Try it
Copy out the lines of the records below, and only those lines, from the one with "angelmoya: OK @alexis-via" through the one with "Fast-tracking as obvious patch", exactly as they appear.

Data for this task
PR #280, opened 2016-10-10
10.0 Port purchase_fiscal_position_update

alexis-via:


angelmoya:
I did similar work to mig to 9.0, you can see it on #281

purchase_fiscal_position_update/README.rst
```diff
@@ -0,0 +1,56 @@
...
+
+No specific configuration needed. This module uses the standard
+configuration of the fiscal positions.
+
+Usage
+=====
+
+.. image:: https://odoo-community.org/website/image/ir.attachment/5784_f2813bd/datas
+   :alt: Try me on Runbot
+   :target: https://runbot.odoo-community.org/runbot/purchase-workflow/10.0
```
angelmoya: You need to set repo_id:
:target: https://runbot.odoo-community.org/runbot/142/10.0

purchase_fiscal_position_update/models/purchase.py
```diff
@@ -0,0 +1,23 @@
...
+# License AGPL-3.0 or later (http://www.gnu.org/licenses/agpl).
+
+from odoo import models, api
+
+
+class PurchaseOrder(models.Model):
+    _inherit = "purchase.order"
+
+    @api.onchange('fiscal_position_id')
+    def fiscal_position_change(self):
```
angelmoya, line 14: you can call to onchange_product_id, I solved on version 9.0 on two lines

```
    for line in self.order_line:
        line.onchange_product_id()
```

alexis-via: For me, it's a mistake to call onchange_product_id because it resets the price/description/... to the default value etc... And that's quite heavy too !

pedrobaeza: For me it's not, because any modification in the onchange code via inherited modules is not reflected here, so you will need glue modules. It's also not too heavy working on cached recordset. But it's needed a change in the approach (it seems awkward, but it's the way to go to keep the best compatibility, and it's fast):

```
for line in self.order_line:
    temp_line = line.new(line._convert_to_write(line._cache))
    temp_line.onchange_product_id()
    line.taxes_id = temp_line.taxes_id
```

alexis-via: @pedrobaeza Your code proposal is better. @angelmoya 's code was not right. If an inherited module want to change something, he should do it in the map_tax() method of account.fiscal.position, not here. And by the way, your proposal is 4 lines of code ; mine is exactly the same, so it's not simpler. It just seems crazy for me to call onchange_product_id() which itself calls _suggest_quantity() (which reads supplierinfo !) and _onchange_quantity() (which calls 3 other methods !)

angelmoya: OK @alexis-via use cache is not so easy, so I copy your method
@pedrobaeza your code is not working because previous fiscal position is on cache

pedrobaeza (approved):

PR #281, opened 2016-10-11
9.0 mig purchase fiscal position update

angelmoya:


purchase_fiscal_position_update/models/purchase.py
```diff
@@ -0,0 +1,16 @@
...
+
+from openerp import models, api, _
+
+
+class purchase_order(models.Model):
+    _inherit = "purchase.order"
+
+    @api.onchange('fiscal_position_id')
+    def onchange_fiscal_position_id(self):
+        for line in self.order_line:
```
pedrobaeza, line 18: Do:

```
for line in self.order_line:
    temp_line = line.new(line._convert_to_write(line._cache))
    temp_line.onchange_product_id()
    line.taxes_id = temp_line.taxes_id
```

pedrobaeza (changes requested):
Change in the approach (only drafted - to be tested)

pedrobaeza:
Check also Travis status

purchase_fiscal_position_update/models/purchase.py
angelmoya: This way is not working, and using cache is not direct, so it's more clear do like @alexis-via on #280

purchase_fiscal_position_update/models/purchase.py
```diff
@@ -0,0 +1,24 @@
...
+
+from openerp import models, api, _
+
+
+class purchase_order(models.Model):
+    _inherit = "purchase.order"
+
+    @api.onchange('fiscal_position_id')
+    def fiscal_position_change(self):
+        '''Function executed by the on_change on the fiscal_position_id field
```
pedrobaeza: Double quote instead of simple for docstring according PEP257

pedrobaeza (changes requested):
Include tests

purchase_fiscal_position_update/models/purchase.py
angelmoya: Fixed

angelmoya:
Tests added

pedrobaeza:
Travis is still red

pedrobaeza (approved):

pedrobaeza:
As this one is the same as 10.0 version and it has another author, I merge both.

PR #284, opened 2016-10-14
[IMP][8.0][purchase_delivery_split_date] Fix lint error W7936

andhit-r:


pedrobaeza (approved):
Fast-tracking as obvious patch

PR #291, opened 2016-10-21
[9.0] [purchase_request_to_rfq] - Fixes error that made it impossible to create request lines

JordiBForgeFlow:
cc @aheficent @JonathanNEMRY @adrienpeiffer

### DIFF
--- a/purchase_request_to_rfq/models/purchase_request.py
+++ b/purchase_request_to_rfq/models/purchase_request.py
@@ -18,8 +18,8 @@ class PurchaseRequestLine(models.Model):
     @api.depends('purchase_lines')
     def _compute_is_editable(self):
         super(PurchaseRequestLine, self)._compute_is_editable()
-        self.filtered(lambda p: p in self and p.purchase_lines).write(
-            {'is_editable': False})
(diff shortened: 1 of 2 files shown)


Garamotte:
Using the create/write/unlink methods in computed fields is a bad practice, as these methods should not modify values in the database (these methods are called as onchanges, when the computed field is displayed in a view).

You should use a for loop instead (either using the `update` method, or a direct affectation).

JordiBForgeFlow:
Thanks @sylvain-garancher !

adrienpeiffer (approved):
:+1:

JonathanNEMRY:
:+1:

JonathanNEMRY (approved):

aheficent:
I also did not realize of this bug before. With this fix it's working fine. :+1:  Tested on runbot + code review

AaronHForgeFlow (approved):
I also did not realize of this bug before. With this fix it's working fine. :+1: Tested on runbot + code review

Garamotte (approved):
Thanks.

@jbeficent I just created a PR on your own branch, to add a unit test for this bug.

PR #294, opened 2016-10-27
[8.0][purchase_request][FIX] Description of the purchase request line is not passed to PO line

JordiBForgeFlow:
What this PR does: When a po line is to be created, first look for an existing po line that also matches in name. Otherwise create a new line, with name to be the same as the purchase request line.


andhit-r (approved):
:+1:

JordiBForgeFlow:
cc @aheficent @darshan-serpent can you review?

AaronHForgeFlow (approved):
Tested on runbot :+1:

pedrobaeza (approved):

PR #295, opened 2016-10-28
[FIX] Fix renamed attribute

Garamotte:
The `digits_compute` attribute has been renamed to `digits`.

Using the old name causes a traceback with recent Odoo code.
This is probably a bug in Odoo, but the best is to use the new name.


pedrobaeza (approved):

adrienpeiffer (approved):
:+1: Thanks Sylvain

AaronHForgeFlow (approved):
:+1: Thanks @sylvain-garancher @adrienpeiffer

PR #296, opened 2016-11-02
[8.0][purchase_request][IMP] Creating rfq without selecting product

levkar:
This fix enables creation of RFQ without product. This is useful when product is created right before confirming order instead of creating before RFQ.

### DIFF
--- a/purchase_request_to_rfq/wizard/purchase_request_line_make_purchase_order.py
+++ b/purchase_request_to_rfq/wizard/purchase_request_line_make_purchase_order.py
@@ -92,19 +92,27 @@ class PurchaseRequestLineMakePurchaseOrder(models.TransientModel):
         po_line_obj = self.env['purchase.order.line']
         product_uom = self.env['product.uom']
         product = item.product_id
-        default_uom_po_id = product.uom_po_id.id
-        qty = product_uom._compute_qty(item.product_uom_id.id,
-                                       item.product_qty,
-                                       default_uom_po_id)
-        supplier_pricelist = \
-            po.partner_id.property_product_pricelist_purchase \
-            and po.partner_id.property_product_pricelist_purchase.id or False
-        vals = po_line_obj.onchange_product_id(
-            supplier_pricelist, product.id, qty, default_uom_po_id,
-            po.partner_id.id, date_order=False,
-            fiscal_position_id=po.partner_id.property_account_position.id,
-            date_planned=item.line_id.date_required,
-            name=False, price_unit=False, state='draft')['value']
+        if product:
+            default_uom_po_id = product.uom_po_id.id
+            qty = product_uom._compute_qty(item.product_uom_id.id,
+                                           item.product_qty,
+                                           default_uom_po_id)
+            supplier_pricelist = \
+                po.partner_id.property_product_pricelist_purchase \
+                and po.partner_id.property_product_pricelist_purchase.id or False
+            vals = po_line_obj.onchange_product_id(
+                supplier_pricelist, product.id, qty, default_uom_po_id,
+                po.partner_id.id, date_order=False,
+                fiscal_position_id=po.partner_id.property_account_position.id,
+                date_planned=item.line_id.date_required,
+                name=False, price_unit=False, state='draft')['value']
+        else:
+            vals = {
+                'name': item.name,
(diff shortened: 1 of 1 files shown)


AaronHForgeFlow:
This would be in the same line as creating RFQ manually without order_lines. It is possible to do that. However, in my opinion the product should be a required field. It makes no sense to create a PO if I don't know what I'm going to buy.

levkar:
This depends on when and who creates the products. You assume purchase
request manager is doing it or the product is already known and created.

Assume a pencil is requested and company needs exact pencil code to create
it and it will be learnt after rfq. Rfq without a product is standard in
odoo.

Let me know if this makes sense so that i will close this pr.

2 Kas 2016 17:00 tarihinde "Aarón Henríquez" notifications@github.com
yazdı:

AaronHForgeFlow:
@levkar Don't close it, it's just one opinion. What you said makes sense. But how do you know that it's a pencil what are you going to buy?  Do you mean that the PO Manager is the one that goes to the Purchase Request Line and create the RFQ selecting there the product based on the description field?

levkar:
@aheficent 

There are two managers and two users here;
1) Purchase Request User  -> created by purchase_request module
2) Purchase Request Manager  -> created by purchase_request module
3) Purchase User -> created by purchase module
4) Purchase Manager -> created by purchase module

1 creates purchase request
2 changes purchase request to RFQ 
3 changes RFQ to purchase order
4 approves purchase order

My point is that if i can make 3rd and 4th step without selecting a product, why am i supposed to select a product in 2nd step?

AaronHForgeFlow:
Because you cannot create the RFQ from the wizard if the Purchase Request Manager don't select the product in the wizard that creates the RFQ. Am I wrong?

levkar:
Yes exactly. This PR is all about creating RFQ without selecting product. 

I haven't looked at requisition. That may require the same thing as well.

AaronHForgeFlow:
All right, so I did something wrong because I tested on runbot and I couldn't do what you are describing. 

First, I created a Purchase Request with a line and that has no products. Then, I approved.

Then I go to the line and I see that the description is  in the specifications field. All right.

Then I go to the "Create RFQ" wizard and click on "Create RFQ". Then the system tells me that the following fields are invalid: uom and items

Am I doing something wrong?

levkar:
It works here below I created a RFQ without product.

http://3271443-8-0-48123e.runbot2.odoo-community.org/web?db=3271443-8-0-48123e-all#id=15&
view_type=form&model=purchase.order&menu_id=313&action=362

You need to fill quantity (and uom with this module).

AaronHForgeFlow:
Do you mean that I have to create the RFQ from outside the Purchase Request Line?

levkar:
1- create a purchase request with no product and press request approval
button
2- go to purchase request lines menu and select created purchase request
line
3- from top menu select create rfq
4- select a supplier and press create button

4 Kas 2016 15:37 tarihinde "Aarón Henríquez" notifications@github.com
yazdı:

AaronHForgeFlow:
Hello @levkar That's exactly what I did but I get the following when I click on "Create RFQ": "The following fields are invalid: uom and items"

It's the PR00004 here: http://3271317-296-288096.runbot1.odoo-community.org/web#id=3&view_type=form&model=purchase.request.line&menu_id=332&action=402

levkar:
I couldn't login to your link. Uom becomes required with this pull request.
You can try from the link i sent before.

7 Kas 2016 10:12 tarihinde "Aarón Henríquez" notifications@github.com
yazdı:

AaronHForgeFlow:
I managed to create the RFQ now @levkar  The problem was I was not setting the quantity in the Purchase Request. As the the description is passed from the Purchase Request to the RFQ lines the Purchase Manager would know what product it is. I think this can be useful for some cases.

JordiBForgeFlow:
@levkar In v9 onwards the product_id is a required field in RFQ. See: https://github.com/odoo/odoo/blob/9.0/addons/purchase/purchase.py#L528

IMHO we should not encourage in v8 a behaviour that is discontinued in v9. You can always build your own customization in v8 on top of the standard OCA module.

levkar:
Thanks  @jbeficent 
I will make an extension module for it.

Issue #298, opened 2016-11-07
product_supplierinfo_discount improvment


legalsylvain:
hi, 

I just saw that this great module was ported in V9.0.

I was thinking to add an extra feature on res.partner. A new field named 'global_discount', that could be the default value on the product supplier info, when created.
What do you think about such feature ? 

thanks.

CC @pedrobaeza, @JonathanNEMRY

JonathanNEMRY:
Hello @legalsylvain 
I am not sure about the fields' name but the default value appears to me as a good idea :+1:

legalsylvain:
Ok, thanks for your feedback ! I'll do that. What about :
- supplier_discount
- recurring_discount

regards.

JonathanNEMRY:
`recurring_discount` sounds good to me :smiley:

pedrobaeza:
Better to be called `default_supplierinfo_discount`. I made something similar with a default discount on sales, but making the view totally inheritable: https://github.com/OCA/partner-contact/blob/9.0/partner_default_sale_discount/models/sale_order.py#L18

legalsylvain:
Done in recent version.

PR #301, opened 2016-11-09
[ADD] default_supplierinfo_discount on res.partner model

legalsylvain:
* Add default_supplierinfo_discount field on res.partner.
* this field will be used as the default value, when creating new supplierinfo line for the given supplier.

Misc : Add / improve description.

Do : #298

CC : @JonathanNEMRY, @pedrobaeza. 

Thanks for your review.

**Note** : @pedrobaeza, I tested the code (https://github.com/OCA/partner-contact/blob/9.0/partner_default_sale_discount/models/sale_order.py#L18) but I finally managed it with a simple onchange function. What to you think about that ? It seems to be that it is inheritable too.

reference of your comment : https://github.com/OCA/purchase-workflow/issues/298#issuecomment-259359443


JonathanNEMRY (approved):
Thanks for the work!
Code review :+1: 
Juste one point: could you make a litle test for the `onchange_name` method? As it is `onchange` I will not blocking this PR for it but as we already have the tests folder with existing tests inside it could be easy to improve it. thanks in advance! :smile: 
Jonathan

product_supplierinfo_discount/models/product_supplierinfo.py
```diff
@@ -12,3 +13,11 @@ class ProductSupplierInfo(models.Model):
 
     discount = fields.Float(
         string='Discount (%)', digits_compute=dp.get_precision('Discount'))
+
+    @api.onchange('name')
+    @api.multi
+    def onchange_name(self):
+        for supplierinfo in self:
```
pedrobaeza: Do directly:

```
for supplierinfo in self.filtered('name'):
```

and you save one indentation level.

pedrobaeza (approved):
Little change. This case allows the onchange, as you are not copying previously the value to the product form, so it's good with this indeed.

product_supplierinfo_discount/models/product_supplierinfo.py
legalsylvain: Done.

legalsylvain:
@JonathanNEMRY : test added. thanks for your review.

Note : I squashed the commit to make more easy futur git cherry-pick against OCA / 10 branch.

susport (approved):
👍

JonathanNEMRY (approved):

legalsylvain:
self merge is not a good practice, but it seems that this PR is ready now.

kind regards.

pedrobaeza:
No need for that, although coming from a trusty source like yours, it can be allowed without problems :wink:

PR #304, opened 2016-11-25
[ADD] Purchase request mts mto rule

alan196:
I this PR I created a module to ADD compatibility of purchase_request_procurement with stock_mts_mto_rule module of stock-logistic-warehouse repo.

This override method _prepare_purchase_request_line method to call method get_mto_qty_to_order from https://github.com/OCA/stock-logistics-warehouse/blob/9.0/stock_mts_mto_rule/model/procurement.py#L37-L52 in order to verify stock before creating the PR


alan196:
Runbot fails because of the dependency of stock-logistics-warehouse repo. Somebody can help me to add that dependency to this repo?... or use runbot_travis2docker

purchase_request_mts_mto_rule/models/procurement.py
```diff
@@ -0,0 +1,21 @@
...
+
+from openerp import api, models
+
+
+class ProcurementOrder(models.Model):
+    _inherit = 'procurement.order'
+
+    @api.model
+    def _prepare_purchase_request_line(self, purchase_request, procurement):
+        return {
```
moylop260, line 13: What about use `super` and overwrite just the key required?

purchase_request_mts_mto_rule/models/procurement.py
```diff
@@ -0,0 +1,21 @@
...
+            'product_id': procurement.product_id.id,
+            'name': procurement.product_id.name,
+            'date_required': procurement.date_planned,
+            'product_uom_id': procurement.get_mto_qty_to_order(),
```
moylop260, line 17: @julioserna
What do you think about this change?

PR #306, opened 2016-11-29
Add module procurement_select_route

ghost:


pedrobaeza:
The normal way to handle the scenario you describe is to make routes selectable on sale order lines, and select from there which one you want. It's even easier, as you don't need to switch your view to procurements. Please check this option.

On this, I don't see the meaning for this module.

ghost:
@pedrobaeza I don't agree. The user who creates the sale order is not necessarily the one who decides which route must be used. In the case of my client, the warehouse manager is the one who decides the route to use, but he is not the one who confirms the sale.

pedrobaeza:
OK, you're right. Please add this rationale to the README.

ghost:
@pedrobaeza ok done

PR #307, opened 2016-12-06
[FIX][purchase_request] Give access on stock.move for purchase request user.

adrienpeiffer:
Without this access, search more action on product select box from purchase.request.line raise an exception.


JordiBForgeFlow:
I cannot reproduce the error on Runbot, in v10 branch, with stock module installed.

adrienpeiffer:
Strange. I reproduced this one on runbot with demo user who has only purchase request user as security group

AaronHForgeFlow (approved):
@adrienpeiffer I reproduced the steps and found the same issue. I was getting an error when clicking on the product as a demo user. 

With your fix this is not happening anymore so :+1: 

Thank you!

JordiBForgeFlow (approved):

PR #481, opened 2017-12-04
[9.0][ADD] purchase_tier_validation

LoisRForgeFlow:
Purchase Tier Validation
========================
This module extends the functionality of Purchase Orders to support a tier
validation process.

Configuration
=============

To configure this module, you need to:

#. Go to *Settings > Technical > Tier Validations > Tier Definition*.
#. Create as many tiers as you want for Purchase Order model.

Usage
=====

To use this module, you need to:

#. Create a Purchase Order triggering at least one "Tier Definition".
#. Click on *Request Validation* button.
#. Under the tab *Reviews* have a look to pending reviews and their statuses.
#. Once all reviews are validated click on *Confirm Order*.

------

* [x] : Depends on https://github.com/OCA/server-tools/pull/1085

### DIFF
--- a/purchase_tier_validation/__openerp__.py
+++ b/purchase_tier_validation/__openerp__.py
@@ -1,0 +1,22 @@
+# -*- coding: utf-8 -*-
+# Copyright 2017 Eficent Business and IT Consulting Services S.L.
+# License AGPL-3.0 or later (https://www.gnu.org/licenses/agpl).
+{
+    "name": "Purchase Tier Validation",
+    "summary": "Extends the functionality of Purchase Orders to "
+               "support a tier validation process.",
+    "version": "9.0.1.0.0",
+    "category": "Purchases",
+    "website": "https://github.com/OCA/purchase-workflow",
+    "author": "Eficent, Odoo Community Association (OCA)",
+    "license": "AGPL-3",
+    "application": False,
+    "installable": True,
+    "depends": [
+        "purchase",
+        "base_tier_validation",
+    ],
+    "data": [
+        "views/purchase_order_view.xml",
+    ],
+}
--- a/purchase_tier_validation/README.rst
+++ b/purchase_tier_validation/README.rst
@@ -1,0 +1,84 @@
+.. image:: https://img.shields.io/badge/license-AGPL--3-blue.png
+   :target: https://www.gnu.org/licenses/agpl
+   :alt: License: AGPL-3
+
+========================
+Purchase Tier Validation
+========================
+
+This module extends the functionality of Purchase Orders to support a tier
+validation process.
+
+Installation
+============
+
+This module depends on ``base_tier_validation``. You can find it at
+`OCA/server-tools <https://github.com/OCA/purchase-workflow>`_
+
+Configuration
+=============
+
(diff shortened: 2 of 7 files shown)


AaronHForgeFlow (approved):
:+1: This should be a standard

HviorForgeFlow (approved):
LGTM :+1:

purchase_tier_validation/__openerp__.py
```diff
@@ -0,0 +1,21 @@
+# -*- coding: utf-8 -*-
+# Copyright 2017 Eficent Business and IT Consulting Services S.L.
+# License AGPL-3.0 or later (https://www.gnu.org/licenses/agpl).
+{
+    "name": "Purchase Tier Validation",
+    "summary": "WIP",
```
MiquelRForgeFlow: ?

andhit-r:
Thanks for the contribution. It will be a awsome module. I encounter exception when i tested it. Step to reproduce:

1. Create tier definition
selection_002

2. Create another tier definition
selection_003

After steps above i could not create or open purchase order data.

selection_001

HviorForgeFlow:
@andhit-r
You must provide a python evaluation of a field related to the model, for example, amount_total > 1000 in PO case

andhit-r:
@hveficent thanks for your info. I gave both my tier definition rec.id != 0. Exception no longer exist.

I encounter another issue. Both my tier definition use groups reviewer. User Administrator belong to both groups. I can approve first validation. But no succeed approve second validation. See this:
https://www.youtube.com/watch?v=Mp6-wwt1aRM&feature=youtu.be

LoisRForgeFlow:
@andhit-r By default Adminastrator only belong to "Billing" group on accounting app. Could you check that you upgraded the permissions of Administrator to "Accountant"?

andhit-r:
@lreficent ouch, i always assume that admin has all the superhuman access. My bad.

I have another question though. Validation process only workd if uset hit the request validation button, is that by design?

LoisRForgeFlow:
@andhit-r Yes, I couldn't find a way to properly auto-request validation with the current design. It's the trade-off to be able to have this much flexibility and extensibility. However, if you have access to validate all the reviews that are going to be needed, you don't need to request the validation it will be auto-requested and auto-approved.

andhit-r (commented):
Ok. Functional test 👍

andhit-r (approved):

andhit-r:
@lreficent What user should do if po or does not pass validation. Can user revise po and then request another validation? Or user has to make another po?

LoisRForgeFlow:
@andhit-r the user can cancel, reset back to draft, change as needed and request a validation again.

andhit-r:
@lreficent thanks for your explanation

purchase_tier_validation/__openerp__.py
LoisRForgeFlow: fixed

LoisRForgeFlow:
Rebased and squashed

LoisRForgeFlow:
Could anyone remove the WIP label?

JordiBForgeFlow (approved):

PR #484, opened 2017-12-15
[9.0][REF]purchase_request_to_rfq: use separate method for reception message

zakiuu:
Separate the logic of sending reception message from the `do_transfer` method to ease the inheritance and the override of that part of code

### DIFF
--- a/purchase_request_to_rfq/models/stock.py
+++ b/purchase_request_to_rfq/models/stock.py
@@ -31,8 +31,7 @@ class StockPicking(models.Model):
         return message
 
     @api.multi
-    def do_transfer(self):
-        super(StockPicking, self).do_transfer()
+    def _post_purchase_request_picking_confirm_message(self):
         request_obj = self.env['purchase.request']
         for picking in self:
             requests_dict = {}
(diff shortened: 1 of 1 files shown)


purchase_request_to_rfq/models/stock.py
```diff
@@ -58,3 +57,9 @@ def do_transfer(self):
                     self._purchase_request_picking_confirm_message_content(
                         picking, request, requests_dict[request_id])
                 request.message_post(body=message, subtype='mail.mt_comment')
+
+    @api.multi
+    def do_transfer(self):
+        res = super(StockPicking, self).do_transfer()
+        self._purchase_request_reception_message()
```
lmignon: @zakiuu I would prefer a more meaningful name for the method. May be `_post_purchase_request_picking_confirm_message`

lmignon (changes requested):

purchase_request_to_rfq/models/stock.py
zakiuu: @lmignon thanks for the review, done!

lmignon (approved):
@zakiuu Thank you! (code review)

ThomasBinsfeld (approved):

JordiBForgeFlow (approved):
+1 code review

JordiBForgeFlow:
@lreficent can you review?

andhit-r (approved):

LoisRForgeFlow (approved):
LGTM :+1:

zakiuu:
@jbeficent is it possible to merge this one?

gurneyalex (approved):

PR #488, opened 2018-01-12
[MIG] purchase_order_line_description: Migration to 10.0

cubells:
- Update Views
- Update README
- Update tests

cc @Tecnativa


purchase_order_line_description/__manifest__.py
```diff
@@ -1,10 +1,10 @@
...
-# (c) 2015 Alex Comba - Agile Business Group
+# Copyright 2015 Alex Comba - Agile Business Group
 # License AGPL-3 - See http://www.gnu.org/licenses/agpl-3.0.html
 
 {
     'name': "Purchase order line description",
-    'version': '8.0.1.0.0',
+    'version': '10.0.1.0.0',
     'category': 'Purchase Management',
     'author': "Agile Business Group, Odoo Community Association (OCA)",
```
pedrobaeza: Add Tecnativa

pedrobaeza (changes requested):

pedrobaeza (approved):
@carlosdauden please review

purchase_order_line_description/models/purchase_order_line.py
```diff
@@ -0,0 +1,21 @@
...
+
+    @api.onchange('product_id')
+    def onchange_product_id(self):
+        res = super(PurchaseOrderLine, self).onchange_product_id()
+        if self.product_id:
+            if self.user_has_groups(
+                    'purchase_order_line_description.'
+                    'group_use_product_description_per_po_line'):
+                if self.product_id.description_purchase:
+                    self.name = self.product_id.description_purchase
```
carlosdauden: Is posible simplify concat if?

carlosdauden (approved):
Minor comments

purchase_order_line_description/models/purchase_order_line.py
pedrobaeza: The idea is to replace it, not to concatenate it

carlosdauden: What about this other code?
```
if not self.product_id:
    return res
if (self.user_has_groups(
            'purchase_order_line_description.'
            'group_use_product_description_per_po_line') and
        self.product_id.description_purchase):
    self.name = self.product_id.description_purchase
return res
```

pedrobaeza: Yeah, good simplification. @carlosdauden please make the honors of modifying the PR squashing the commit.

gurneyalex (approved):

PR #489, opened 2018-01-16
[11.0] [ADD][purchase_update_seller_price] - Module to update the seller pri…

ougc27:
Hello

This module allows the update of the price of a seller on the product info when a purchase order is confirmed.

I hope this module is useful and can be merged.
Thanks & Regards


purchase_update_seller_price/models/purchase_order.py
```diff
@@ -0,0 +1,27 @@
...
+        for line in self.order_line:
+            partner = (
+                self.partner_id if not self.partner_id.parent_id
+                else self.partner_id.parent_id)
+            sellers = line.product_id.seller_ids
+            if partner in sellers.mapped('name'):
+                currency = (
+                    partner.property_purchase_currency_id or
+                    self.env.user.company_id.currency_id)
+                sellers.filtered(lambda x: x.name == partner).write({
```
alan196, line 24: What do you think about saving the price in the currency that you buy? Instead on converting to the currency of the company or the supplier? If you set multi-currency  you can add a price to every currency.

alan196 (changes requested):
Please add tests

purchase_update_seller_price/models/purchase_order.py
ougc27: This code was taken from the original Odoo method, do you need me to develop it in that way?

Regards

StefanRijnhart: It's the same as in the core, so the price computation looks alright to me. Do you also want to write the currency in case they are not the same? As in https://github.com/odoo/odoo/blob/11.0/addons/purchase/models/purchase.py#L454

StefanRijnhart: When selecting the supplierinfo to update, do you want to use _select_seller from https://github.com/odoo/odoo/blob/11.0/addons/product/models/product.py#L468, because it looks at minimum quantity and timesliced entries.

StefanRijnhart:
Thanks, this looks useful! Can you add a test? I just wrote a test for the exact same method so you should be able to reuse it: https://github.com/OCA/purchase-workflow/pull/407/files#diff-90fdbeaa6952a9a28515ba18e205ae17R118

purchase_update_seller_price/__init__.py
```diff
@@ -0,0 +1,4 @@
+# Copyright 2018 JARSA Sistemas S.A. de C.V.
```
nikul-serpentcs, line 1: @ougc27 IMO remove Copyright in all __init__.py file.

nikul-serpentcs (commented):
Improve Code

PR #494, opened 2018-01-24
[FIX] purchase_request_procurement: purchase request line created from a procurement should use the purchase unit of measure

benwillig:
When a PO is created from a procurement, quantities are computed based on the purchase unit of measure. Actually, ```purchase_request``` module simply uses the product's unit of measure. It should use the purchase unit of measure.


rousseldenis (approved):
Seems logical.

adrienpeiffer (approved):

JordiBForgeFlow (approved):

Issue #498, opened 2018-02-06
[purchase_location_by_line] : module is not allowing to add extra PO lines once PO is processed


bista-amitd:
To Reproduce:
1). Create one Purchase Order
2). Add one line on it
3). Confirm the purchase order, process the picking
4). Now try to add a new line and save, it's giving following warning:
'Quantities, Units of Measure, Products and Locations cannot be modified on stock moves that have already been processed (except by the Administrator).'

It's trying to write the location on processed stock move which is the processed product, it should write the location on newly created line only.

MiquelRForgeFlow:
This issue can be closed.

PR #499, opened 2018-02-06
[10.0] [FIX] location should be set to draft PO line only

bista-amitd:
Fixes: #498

Written answer
angelmoya: OK @alexis-via use cache is not so easy, so I copy your method
@pedrobaeza your code is not working because previous fiscal position is on cache

pedrobaeza (approved):

PR #281, opened 2016-10-11
9.0 mig purchase fiscal position update

angelmoya:


purchase_fiscal_position_update/models/purchase.py
```diff
@@ -0,0 +1,16 @@
...
+
+from openerp import models, api, _
+
+
+class purchase_order(models.Model):
+    _inherit = "purchase.order"
+
+    @api.onchange('fiscal_position_id')
+    def onchange_fiscal_position_id(self):
+        for line in self.order_line:
```
pedrobaeza, line 18: Do:

```
for line in self.order_line:
    temp_line = line.new(line._convert_to_write(line._cache))
    temp_line.onchange_product_id()
    line.taxes_id = temp_line.taxes_id
```

pedrobaeza (changes requested):
Change in the approach (only drafted - to be tested)

pedrobaeza:
Check also Travis status

purchase_fiscal_position_update/models/purchase.py
angelmoya: This way is not working, and using cache is not direct, so it's more clear do like @alexis-via on #280

purchase_fiscal_position_update/models/purchase.py
```diff
@@ -0,0 +1,24 @@
...
+
+from openerp import models, api, _
+
+
+class purchase_order(models.Model):
+    _inherit = "purchase.order"
+
+    @api.onchange('fiscal_position_id')
+    def fiscal_position_change(self):
+        '''Function executed by the on_change on the fiscal_position_id field
```
pedrobaeza: Double quote instead of simple for docstring according PEP257

pedrobaeza (changes requested):
Include tests

purchase_fiscal_position_update/models/purchase.py
angelmoya: Fixed

angelmoya:
Tests added

pedrobaeza:
Travis is still red

pedrobaeza (approved):

pedrobaeza:
As this one is the same as 10.0 version and it has another author, I merge both.

PR #284, opened 2016-10-14
[IMP][8.0][purchase_delivery_split_date] Fix lint error W7936

andhit-r:


pedrobaeza (approved):
Fast-tracking as obvious patch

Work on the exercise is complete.